IBM Simplifies the Enterprise Data Stack for Gen AI Era : US Pioneer Global VC DIFCHQ SFO NYC Singapore – Riyadh Swiss Our Mind

-As organizations scale agents and other advanced AI applications, IBM is connecting them to essential unstructured data

-New watsonx.data integration and watsonx.data intelligence enable data fabric for enterprise Gen AI and complement watsonx.data, IBM’s hybrid, open data lakehouse

-Achieve 40% more accurate AI than conventional RAG with watsonx.data, according to IBM internal testing

This month IBM is radically simplifying the enterprise data stack, introducing software that unifies, governs, and activates the unstructured enterprise data necessary to power AI agents and other advanced AI applications.

The two new products include IBM watsonx.data integration and IBM watsonx.data intelligence.
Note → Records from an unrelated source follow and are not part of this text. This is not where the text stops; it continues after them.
PR #1967, opened 2023-03-27
fix(quota): New reason code for fallback rate limit

### LINKED ISSUE #1929: External Relay reports rate limit without reason code
A user with rate limiting problems sent us an extract of their Relay log, and it seems there is no `reason` being tracked:

```
2023-03-01T08:41:52Z [relay_server::actors::outcome_aggregator] TRACE: Outcome aggregation requested:
TrackOutcome { timestamp: 2023-03-01T08:41:52.837099513Z, scoping: Scoping { organization_id: ...,
project_id: ProjectId(...), project_key: ProjectKey("..."), key_id:
Some(...) }, outcome: RateLimited(None), event_id: Some(EventId(...),
remote_addr: Some(127.0.0.1), category: Error, quantity: 1 }
```

This also shows in the stats_v2 API endpoint:

```json
{
  "by": {
    "outcome": "rate_limited",
    "reason": "none"
  },
  "totals": {
    "sum(quantity)": 552830
  }
}
```

Is reason code "none" a valid one? If not, figure out how it was created.

* In Sentry, we never seem to generate a quota object without a reason code (double check).
* The only place in the Relay code base where we construct a `RateLimited` variant with reason `None` is when the envelope is empty (see below). Is this an expected code path? Why would we emit outcomes for an empty envelope for which the contents were already rate limited?

https://github.com/getsentry/relay/blob/ee8d51d4426ccc2b6e931f41c88add75e53c1ca5/relay-server/src/actors/project.rs#L748-L750

Config of the external Relay:

```yaml
relay:
  mode: managed
  upstream: "https://sentry.io/"
  host: 0.0.0.0
  port: 8080
logging:
  level: trace
  format: auto
sentry:
  enabled: true
  dsn: "..."
http:
  timeout: 65
  connection_timeout: 65
limits:
  max_concurrent_requests: 10000
  max_connection_rate: 10000
  max_session_count: 10000
```

Internal issue: https://getsentry.atlassian.net/browse/FEEDBACK-1775.

jjbayer:
When a non-processing Relay receives a 429 response when sending envelopes to the upstream, it logs a `RateLimited` outcome with a reason code that is parsed from the `X-Sentry-Rate-Limits` header. However, if that header is not available, it logs an outcome with `RateLimited(None)`. This happens for example when Sentry SaaS rejects the envelope on the nginx layer.

Because reason code `None` is hard to debug, replace it with a dedicated reason code that we can search for.

Follow-up work: Modify the nginx anti-abuse layer to send an `X-Sentry-Rate-Limits` header.

Fixes https://github.com/getsentry/relay/issues/1929.

#skip-changelog

### DIFF
--- a/tests/integration/test_store.py
+++ b/tests/integration/test_store.py
@@ -148,11 +148,11 @@ def test_store_rate_limit(mini_sentry, relay):
     with pytest.raises(HTTPError):
         relay.send_event(project_id, {"message": "invalid"})
 
-    # Generated outcome has no reason code:
+    # Generated outcome has reason code 'generic':
     outcome_envelope = mini_sentry.captured_events.get(timeout=1)
     outcome = json.loads(outcome_envelope.items[0].payload.bytes)
     assert outcome["rate_limited_events"] == [
-        {"reason": "", "category": "error", "quantity": 1}
+        {"reason": "generic", "category": "error", "quantity": 1}
     ]
 
     # This event should arrive
--- a/tests/integration/test_store.py
+++ b/tests/integration/test_store.py
@@ -135,7 +135,7 @@ def test_store_rate_limit(mini_sentry, relay):
             return "", 429, {"retry-after": "2"}
 
     # Disable outcomes so client report envelopes do not interfere with the events we are looking for
-    config = {"outcomes": {"emit_outcomes": False}}
+    config = {"outcomes": {"emit_outcomes": "as_client_reports"}}
     relay = relay(mini_sentry, config)
     project_id = 42
     mini_sentry.add_basic_project_config(project_id)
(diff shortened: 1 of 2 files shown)


tests/integration/test_store.py
```diff
@@ -148,6 +148,13 @@ def store_event():
     with pytest.raises(HTTPError):
         relay.send_event(project_id, {"message": "invalid"})
 
+    # Generated outcome has reason code 'generic':
+    outcome_envelope = mini_sentry.captured_events.get(timeout=1)
+    outcome = json.loads(outcome_envelope.items[0].payload.bytes)
+    assert outcome["rate_limited_events"] == [
+        {"reason": "generic", "category": "error", "quantity": 1}
+    ]
```
jjbayer, line 156: In https://github.com/getsentry/relay/pull/1967/commits/e62d5695ed5dcfc0e07c2ea6bf2c77d8a9e4f90d, this outcome had `"reason": ""`.

olksdr (approved):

Select capabilities from both products will also be available through watsonx.data, IBM’s hybrid, open data lakehouse for managing the entire data-for-AI lifecycle in a single experience.

The new software is hybrid and open, connecting with third-party data stacks to provide flexibility, interoperability, and drive innovation from across the ecosystem. The new products can enable 40% more accurate AI than conventional RAG, according to testing with watsonx.data.[1]
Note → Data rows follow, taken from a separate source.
PR #1972, opened 2023-03-28
doc: document pii fields

### LINKED ISSUE #6087: List fields scrubbed by default data scrubbers
### Core or SDK?

Core Sentry product

### Which part? Which one?

https://docs.sentry.io/product/data-management-settings/scrubbing/server-side-scrubbing/

### Description

The current documentation described nicely what we try to scrub from events, but not where we scrub the information from.

For example, credit card numbers are scrubbed from additional context, but not from tags or exception value. See the example event that uses randomly generated credit card number and IP address. The same value was used on all fields with same name (password, IP and card).

Screenshot 2023-01-17 at 11 59 21

### Suggested Solution

Have a list that informs where the scrubbed is applied (fields that match `pii = "true"` in the relay repository where the scrubbing is done).

TBS1996:
A tool which takes the path of a rust crate or workspace and outputs all the fields of structs or enums with the metaattribute 'pii = "true"' (or custom values), with the full path. E.g. `Event.csp.effective_directive`. 

The current use case will be to get all the pii=true fields under the Event struct, in order to display it in sentry-docs.

if needed, in the future it can be trivially generalized to look for any custom metaattribute key, not just "pii". 

I made the interface similar to the document-metrics tool in order to make it easier to maintain. 

I have a complementary PR on `sentry-docs`: https://github.com/getsentry/sentry-docs/pull/6730
 
Example output: https://github.com/getsentry/relay/blob/10283cd7b15b6ce80599f17b478bb763110eb5ec/tools/document-pii/src/snapshots/document_pii__tests__pii_true.snap
How it might look on the docs: https://i.imgur.com/R0K2xba.png

#skip-changelog


tools/document-pii/src/main.rs
```diff
@@ -0,0 +1,575 @@
...
+
+    #[derive(Debug)]
+    static ref PII_VALUES: Mutex<Vec<String>> = Mutex::new(vec![]);
+}
+
+#[derive(PartialEq, Eq, Hash, Clone, Debug, Default)]
+struct TypeAndField {
+    type_name: String, //shoud be full path
+    field_name: String,
+}
```
iker-barriocanal: For better readability, what do you think of the following?
```suggestion
struct TypeAndField {
    rust_path: String,
    name: String,
}
```
Suggesting `rust_path` to note the difference between a filesystem path.

iker-barriocanal: Also, IIUC, should we rename `TypeAndField` to `Token` or something similar? It seems this is the word used to refer to this concept from what I see googling a bit (like [here](https://ruairidh.dev/build-your-own-ast/)), although I may be wrong.

tools/document-pii/src/main.rs
```diff
@@ -0,0 +1,575 @@
...
+
+fn find_rs_files(dir: &str) -> Vec<std::path::PathBuf> {
+    let walker = WalkDir::new(dir).into_iter();
+    let mut rs_files = Vec::new();
+
+    for entry in walker.filter_map(walkdir::Result::ok) {
+        if entry.clone().path().to_string_lossy().contains("target/") {
+            continue;
+        }
+        if entry.file_type().is_file() && entry.path().extension().unwrap_or_default() == "rs" {
```
iker-barriocanal: Does this panic if a file doesn't have an extension?

tools/document-pii/src/main.rs
```diff
@@ -0,0 +1,575 @@
...
+}
+
+#[derive(Debug, Clone)]
+enum EnumOrStruct {
+    ItemStruct(ItemStruct),
+    ItemEnum(ItemEnum),
+}
+
+// Need this to wrap lazy_statics in a mutex. everything is single-threaded so it shouldn't matter.
+unsafe impl Send for EnumOrStruct {}
```
iker-barriocanal: There are some mutexes at the top. Why do we need them?

tools/document-pii/src/main.rs
```diff
@@ -0,0 +1,575 @@
...
+        }
+    }
+    rs_files
+}
+
+#[derive(Debug, Clone)]
+enum EnumOrStruct {
+    ItemStruct(ItemStruct),
+    ItemEnum(ItemEnum),
+}
```
iker-barriocanal: Related to my comment above, I'd change this to `TokenType`. We can also simplify the enum options by removing `Item`:
```suggestion
enum EnumOrStruct {
    Struct(ItemStruct),
    Enum(ItemEnum),
}
```

tools/document-pii/src/main.rs
```diff
@@ -0,0 +1,575 @@
...
+            rs_files.push(entry.into_path());
+        }
+    }
+    rs_files
+}
+
+#[derive(Debug, Clone)]
+enum EnumOrStruct {
+    ItemStruct(ItemStruct),
+    ItemEnum(ItemEnum),
```
iker-barriocanal: Have we considered [type aliases](https://doc.rust-lang.org/reference/items/type-aliases.html)? It's okay if we don't want to include these at the moment and approach it in a later iteration; but in that case, could we add a comment to note that?

tools/document-pii/src/main.rs
```diff
@@ -0,0 +1,575 @@
...
+    fn visit_item_use(&mut self, node: &'ast syn::ItemUse) {
+        if should_keep_itemuse(node) {
+            self.use_statements.push(node.clone());
+        }
+        syn::visit::visit_item_use(self, node);
+    }
+}
+
+// We are only interested in the use-statements that are defined in relay, which is the ones
+// start start with "relay" or "crate".
```
iker-barriocanal: § `super`?

tools/document-pii/src/main.rs
```diff
@@ -0,0 +1,575 @@
...
+    }
+
+    if !Path::new(&format!("{}/Cargo.toml", &chosen_dir)).exists() {
+        panic!("Cargo.toml not found. Either run this script from a rust crate/workspace, or pass in a valid path with the -p flag");
+    }
+
+    let paths = find_rs_files(chosen_dir);
+
+    if paths.is_empty() {
+        panic!("No rust files found in {current_dir}");
```
iker-barriocanal: I don't think we should panic here. If we choose a directory and there's nothing to deal with, that's ok.

tools/document-pii/src/main.rs
```diff
@@ -0,0 +1,574 @@
...
+        output = output.replace("{{Unnamed}}.", &unnamed_replace);
+        output_vec.push(output);
+    }
+    output_vec.sort();
+    for x in &output_vec {
+        println!("{x}");
+    }
+}
+
+fn rust_file_to_use_path(file_path: &Path) -> String {
```
iker-barriocanal: IIUC this method attempts to get the `use` path from a rust file, and we are trying to do that by dealing with the file system. Is there a way to get this by information in the AST?

tools/document-pii/src/main.rs
```diff
@@ -0,0 +1,574 @@
...
+        .map(|part| part.as_os_str().to_string_lossy().to_string())
+        .filter(|part| part != "src")
+        .collect::<Vec<_>>();
+
+    if is_module {
+        module_path.push(file_stem);
+    }
+
+    let mut use_path = module_path.join("::");
+    use_path = use_path.split_once("rust::").unwrap().1.into();
```
TBS1996: im realizing now this is referencing the folder structure on my local PC, looking into fixing this now

iker-barriocanal (changes requested):
Since you can run it from the CLI and you're including the command in the PR description (good!), including the output would also be helpful to understand what the code is trying to do before diving into it. If you find the output is too long, you could consider using the [`<details>`](https://gist.github.com/scmx/eca72d44afee0113ceb0349dd54a84a2) feature.

I see that, in general, we're building a lot of custom logic by moving through the file system. Is there more information the AST provides us that we can use, to avoid rebuilding our own logic?

tools/document-pii/src/main.rs
TBS1996: no, the .extension() returns an Option with a possible extension, so this is just normalizing it. I'll try to rewrite it for readability

tools/document-pii/src/main.rs
TBS1996: I needed them to mutate them, as it has to implement DerefMut, although I could change to refcell instead of mutex

tools/document-pii/src/main.rs
TBS1996: good call, I was unnecessarily focused on namespaces here

tools/document-pii/src/main.rs
TBS1996: hmm im sorry i dont get what you mean, what do you mean that we dont want to include these at the moment?

tools/document-pii/src/main.rs
TBS1996: oh damn, I didn't think of that. thanks! need to look into that

tools/document-pii/src/main.rs
TBS1996: yeah agreed, I wrote it before i put the logic about checking for a Cargo.toml file.

tools/document-pii/src/main.rs
TBS1996: unfortunately not, that would have made this task a lot easier

tools/document-pii/src/main.rs
TBS1996: im not sure if i agree, 'Token' may be more technical but wouldn't it be more readable with a name that decribes the content more literally?

tests/test_pii_docs/Cargo.toml
```diff
@@ -0,0 +1,13 @@
...
+edition = "2021"
+
+
+[workspace]
+
+# See more keys and their definitions at https://doc.rust-lang.org/cargo/reference/manifest.html
+
+[dependencies]
+synstructure = "0.12.3"
+proc-macro2 = "1.0.8"
```
iker-barriocanal: Since this is for the test project, why do we need these?

tests/test_pii_docs/src/main.rs
```diff
@@ -0,0 +1,39 @@
+fn main() {
+    println!("Hello, world!");
+}
+
+pub mod anotherfile;
```
iker-barriocanal: nit (?)
```suggestion
pub mod anothermod;
```

tools/document-pii/src/main.rs
```diff
@@ -0,0 +1,650 @@
...
+
+// Due to global variables, have to both run the tests sequentially as well as clearing the globals
+#[cfg(test)]
+mod tests {
+    use std::str::FromStr;
+
+    use serial_test::serial;
+
+    use super::*;
+    const RUST_CRATE: &str = "../../tests/test_pii_docs";
```
iker-barriocanal:
```suggestion
    const TEST_CRATE: &str = "../../tests/test_pii_docs";
```

iker-barriocanal: We only use this variable to create the `PathBuf` in unit tests. Could we create it directly here?

tools/document-pii/src/main.rs
```diff
@@ -0,0 +1,650 @@
...
+    }
+
+    #[test]
+    #[serial]
+    fn test_use_statements() {
+        clear_globals();
+        let rust_crate = PathBuf::from_str(&RUST_CRATE).unwrap();
+        run(&rust_crate, &vec![], None);
+        let use_statements = USE_STATEMENTS.lock().unwrap().clone();
+        insta::assert_debug_snapshot!(use_statements);
```
iker-barriocanal: With tests, we want to ensure that the behavior is what we expect; i.e. the program produces the correct output. We're looking for an output format similar to what's in the PR description, but it seems to me that tests are checking intermediate variables instead, which doesn't provide much value. Could we add a test to ensure the output is what we expect? And we can get rid of the other tests.

tools/document-pii/src/main.rs
iker-barriocanal: Can we do that? I don't think we need mutexes.

tools/document-pii/src/main.rs
```diff
@@ -0,0 +1,650 @@
...
+
+        UseTree::Rename(use_rename) => {
+            leading_path.segments.push(use_rename.rename.clone().into());
+            quote::quote!(#leading_path).to_string()
+        }
+        _ => quote::quote!(#leading_path).to_string(),
+    }
+}
+
+fn print_error(error: &anyhow::Error) {
```
iker-barriocanal, line 136: Is this a helper method for development purposes?

tools/document-pii/src/main.rs
```diff
@@ -0,0 +1,650 @@
...
+    // When iterating recursively, this keeps track of the current path
+    static ref CURRENT_PATH: Mutex<Vec<TypeAndField>> = Mutex::new(vec![]);
+    // a set of CURRENT_PATH whenever it hits a pii=true field
+    static ref PII_TYPES: Mutex<BTreeSet<Vec<TypeAndField>>> = Mutex::new(BTreeSet::new());
+    // All the structs and enums, where the key is the full path. The string in the tuple represents
+    // the module path to the item. Now that I think of it, should be able to just get it from the key.
+    static ref ALL_TYPES: Mutex<HashMap<String, EnumOrStruct>> = Mutex::new(HashMap::new());
+    /// The values that we wanna match on, (true, false, maybe)
+    static ref PII_VALUES: Mutex<Vec<String>> = Mutex::new(vec![]);
+    /// All the use statements in a given module.
```
iker-barriocanal: Could we add to the docstrings here what the `BTreeMap` maps from and to? It'd help reading the code.

tools/document-pii/src/main.rs
```diff
@@ -0,0 +1,650 @@
...
+            };
+            let file_content = fs::read_to_string(path.as_path()).unwrap();
+            let syntax_tree: syn::File = syn::parse_file(&file_content).unwrap();
+            hashmap_filler.visit_file(&syntax_tree);
+        }
+    }
+}
+
+impl<'ast> Visit<'ast> for FileSyntaxVisitor {
+    fn visit_item_struct(&mut self, node: &'ast ItemStruct) {
```
iker-barriocanal:
```suggestion
    fn visit_struct(&mut self, node: &'ast ItemStruct) {
```

tools/document-pii/src/main.rs
```diff
@@ -0,0 +1,650 @@
...
+
+        let struct_name = format!("{}::{}", self.module_path, node.ident);
+        self.insert_use_statements(vec![struct_name.clone()]);
+        ALL_TYPES
+            .lock()
+            .unwrap()
+            .insert(struct_name, EnumOrStruct::Struct(node.clone()));
+    }
+
+    fn visit_item_enum(&mut self, node: &'ast ItemEnum) {
```
iker-barriocanal:
```suggestion
    fn visit_enum(&mut self, node: &'ast ItemEnum) {
```

tools/document-pii/src/main.rs
```diff
@@ -0,0 +1,650 @@
...
+        let enum_name = format!("{}::{}", self.module_path, node.ident);
+        self.insert_use_statements(vec![enum_name.clone()]);
+        ALL_TYPES
+            .lock()
+            .unwrap()
+            .insert(enum_name, EnumOrStruct::Enum(node.clone()));
+    }
+
+    fn visit_item_use(&mut self, i: &'ast syn::ItemUse) {
```
iker-barriocanal:
```suggestion
    fn visit_use_statement(&mut self, i: &'ast syn::ItemUse) {
```
Not very sure about this.

tools/document-pii/src/main.rs
```diff
@@ -0,0 +1,650 @@
...
+
+        self.insert_use_statements(use_statements);
+    }
+}
+
+#[derive(Ord, PartialOrd, PartialEq, Eq, Hash, Clone, Debug, Default)]
+struct TypeAndField {
+    // Full path of a type. E.g. relay_common::protocol::Event, rather than just 'Event'.
+    qualified_type_name: String,
+    field_name: String,
```
iker-barriocanal: Was this the same as `ident`? Can we use the same name for the same concept?

tools/document-pii/src/main.rs
```diff
@@ -0,0 +1,650 @@
...
+        }
+    }
+
+    fn visit_variant(&mut self, node: &'ast Variant) {
+        for field in node.fields.iter() {
+            self.visit_field(field);
+        }
+    }
+
+    fn visit_field(&mut self, node: &'ast Field) {
```
iker-barriocanal: This method is doing several things, could we split it up to make it easier to read and understand?

iker-barriocanal (changes requested):

tools/document-pii/src/main.rs
TBS1996: you cant make a PathBuf as a normal const unfortunately, so would have to do some something like lazy_static

tools/document-pii/src/main.rs
TBS1996: while the use_statements is an intermediate variable, its not "instead" because we also test the final output, I guess you could make a case that its redundant but at least like this if something breaks then it makes it easier to debug, whats your thoughts on that?

tools/document-pii/src/main.rs
TBS1996: would be useful for debugging mainly I think, if you give some wrong values. I copied it from tools/document-metrics as I decided to make my code structure the same as that one, I think that will make it easier to maintain in the future

tools/document-pii/src/main.rs
TBS1996: good idea! done.

tools/document-pii/src/main.rs
TBS1996: I can't change this, as it's a part of a pre-defined trait

tools/document-pii/src/main.rs
TBS1996: in the rust source code, I believe ident is always just the name of the item, not including the full path which is what we have here.

tools/document-pii/src/main.rs
TBS1996: Ok, so the function does 3 things:

1. push and pop to/from the CURRENT_PATH
2. if it's PII then add it to PII_VALUES
3. recursion logic (with the double for-loops)

since both `1` and `2` are just simple statements without any branching, I moved the recursion logic to a separate function, is this what you had in mind?

.github/workflows/deploy.yml
TBS1996, line 1: looking into ways of unifying the job of exporting metrics and exporting PII fields atm

iker-barriocanal, line 1: I think the PR diff is big enough with the script itself. Increasing the scope and adding more complexity is going to make the review harder, and we should consider splitting the work into several PRs.

tools/document-pii/src/main.rs
iker-barriocanal: I think that the variable doesn't represent what the output could look like. If there's a bug in the piece of code that translates that variable to the actual output, this test wouldn't catch that and pass.

tools/document-pii/src/main.rs
iker-barriocanal: Is the full path the same as `qualified_type_name`? What is the difference between `field_name` and `ident`?

tools/document-pii/src/main.rs
```diff
@@ -0,0 +1,696 @@
...
+        self.recursion(node);
+
+        CURRENT_PATH.lock().unwrap().pop();
+    }
+}
+
+/// if you have a field such as "foo: Foo<Bar<Baz>>" this function can take the type of the field
+/// and return a vector of the types like: ["Foo", "Bar", "Baz"].
+fn type_to_string(ty: &Type) -> Vec<String> {
+    fn recursion(ty: &Type, segments: &mut Vec<String>) {
```
iker-barriocanal: It's pretty hard to know what `recursion` is supposed to accomplish without reading the code. Could we choose a name that better describes its goal?

Also, is there any reason to have `recursion` inside `type_to_string`?

tools/document-pii/src/main.rs
```diff
@@ -0,0 +1,696 @@
...
+}
+
+fn main() {
+    let cli = Cli::parse();
+
+    match cli.run() {
+        Ok(()) => (),
+        Err(error) => {
+            print_error(&error);
+            std::process::exit(1);
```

IBM client Lockheed Martin recently leveraged the transformed watsonx.data, enabling 70,000 engineers, scientists, and technicians to retrieve answers and information from millions of documents using natural language. “We are rapidly accelerating our innovation and efficiency, to get solutions out of the lab and into the field, helping create a safer, more secure world,” says John Clark, senior vice president of Technology and Strategic Innovation at Lockheed.

The context

Businesses need generative AI – and increasingly, agentic AI – to drive innovation, unlock productivity, and remain competitive. And generative AI needs enterprise-specific data to be accurate and performant. 72% of business leaders view their organization’s proprietary data as key to unlocking the value of generative AI, according to IBM’s new CEO study.

But this coveted data is often unstructured and difficult to harness, trapped inside emails, PDFs, presentations, and videos. Conventional RAG cannot handle the scale and complexity of unstructured data or properly combine it with structured data. Meanwhile, a range of fragmented tools make the data stack complex and cumbersome.

As a result, enterprises’ unstructured data – which can constitute up to 90% of their total data, according to IDC – is largely underutilized and not represented in their AI agents and other generative AI applications.

The details

Watsonx.data integration introduces a new, unified data integration control plane designed to scale the delivery of AI-ready data. Data engineers can bridge across low-code, code-first, and agentic tools, allowing different authoring entry points. The software orchestrates data movement across diverse integration styles and features bulk and batch ETL/ELT, real-time streaming, data replication, and data observability capabilities across structured or unstructured data. With flexibility and adaptability at its core, data teams no longer need to navigate fragmented tooling or incur new technical debt with every new data storage paradigm shift – future-proofing their data infrastructure.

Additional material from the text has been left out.